Post date: Mar 06, 2014 11:20:5 PM
I intend to use MAKER to annotate the current L. melissa draft genome (here is a tutorial). This will provide an indication of the quality of the current genome and could provide putative functional information for the genetic basis of larval performance in the experiments. My plan for genome annotation follow Victor's work on the Timema genome.
MARKER uses ab initio gene predictions and expression or protein sequence data for genome annotation. The ab initio gene predictions are used for initial annotations. I will use one of the two programs Victor used for this, SNAP (Semi-HMM-based Nucleic Acid Parser). SNAP implements a HMM that requires a training gene model.
Similar to Victor, I am using CEGMA (Core Eukaryotic Genes Mapping Approach) for this (here is the paper). Here is Victor's description of how it works and the results from Timema:
CEGMA is a pipeline to find orthologs of a set of 458 highly conserved (~universal) eukaryotic proteins and annotate them (i.e. determine exons and introns).
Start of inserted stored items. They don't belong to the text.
PR #205, opened 2023-02-22
Added CleanupService for deleting account and all of its related data

belmirp:
Cleanup service will fetch all accounts that are not in `Active` status and have `LastLoginAt` older than a month, delete them and all of their related data.

### DIFF
--- a/UT4MasterServer.Services/Scoped/CleanupService.cs
+++ b/UT4MasterServer.Services/Scoped/CleanupService.cs
@@ -1,0 +1,75 @@
+﻿using Microsoft.Extensions.Logging;
+using UT4MasterServer.Common;
+using UT4MasterServer.Services.Singleton;
+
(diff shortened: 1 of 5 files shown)


UT4MasterServer.Services/Scoped/CleanupService.cs
```diff
@@ -0,0 +1,75 @@
...
+		this.ratingsService = ratingsService;
+	}
+
+	public async Task RemoveNonActivatedAccountsAsync()
+	{
+		var nonActivatedAccountIds = await accountService.GetNonActivatedAccountsAsync();
+		if (!nonActivatedAccountIds.Any())
+		{
+			return;
+		}
```
timiimit, line 48: why do this check? if empty array list is returned, then none will be removed by `RemoveAccountAndAssociatedDataAsync`.

timiimit (approved):

PR #207, opened 2023-02-22
Email domain checking

belmirp:
Invalidating temporary email domains.


timiimit (approved):

timiimit:
There should probably be some check done on existing accounts at some point

PR #210, opened 2023-02-26
Fix multiple matchmaking requests

caseyswilliams:
- Removed polling from footer
- Check for if a request is already in progress in ServerStore.fetchAllServers


timiimit (approved):
didnt look closely...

It uses BLAST (tblastn) to identify candidate genes, and Genewise, HMMER, and geneid to refine gene structures. There is a subset of 248 ultraconserved genes that are used to calculate completeness statistics: It found 135 complete matches (54.4%), and 214 partial matches (86.29%) in the Timema cristinae genome. This is rather low in comparison to most other genomes, which show values in the range of 90-100%, but it is not the worst case anyway. I think the difference between complete and partial matches might be explained because we have a rather fragmented draft (i.e. many scaffolds) and it would be improved whether we would merge scaffolds in linkage groups.
I installed CEGMA and the other needed programs (this was a pain) and I am running cegma on my computer. The results will be in data/lycaeides/melissa_genome/Annotation/cegma/. Here is the command I ran (from Downloads/cegma_v2.4.010312/sample/)/:
cegma --genome ~/labs/evolution/data/lycaeides/melissa_genome/final.assembly.fasta
We had complete matches to 49.19% of the 248 CEGs and partial matches to 68.55 of them. This is a bit worse than for Timema, but not surprising as the Timema genome is in better shape.
I am also gathering protein and EST data. I have EST data from D. plexipus, H. erato and H. melpomene in data/lycaeides/melissa_genome/Annotation/est. The monarch data is from brain tissue, whereas the Heliconius data is from wing discs. I might consider combining these or just using the monarch data. The *est file has all of the metadata for the monarch ESTs. I also downloaded the UniRef50 data set (downloaded 6 March 2014), which is in data/lycaeides/melissa_genome/Annotation/protein.